Without any omission, reproduce the records that follow.

Dataset records
Start of Block

PR #82, opened 2025-07-16
Fix multiple CommitSchedulers

znation:
The ContextVar is thread-local (one per thread), so using that as the source of what should be a single global CommitScheduler was the source of this bug. This commit moves the CommitScheduler to a class variable protected by a thread lock, and there is now a single global CommitScheduler.

This should fix any 429/500 errors from commits.

### DIFF
--- a/trackio/context_vars.py
+++ b/trackio/context_vars.py
@@ -3,7 +3,6 @@ from typing import TYPE_CHECKING
 
 if TYPE_CHECKING:
     from trackio.run import Run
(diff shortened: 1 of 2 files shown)


abidlabs (approved):
LGTM nice fix @znation!

I did see this error after I terminated the script:

>     raise RuntimeError('cannot schedule new futures after '
RuntimeError: cannot schedule new futures after interpreter shutdown

but I think that's expected and won't happen once we restrict syncing to a dataset from Spaces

End of Block

*WRITTEN REPLY*.
PR #82, opened 2025-07-16
Fix multiple CommitSchedulers

znation:
The ContextVar is thread-local (one per thread), so using that as the source of what should be a single global CommitScheduler was the source of this bug. This commit moves the CommitScheduler to a class variable protected by a thread lock, and there is now a single global CommitScheduler.

This should fix any 429/500 errors from commits.

### DIFF
--- a/trackio/context_vars.py
+++ b/trackio/context_vars.py
@@ -3,7 +3,6 @@ from typing import TYPE_CHECKING
 
 if TYPE_CHECKING:
     from trackio.run import Run
(diff shortened: 1 of 2 files shown)


abidlabs (approved):
LGTM nice fix @znation!

I did see this error after I terminated the script:

>     raise RuntimeError('cannot schedule new futures after '
RuntimeError: cannot schedule new futures after interpreter shutdown

but I think that's expected and won't happen once we restrict syncing to a dataset from Spaces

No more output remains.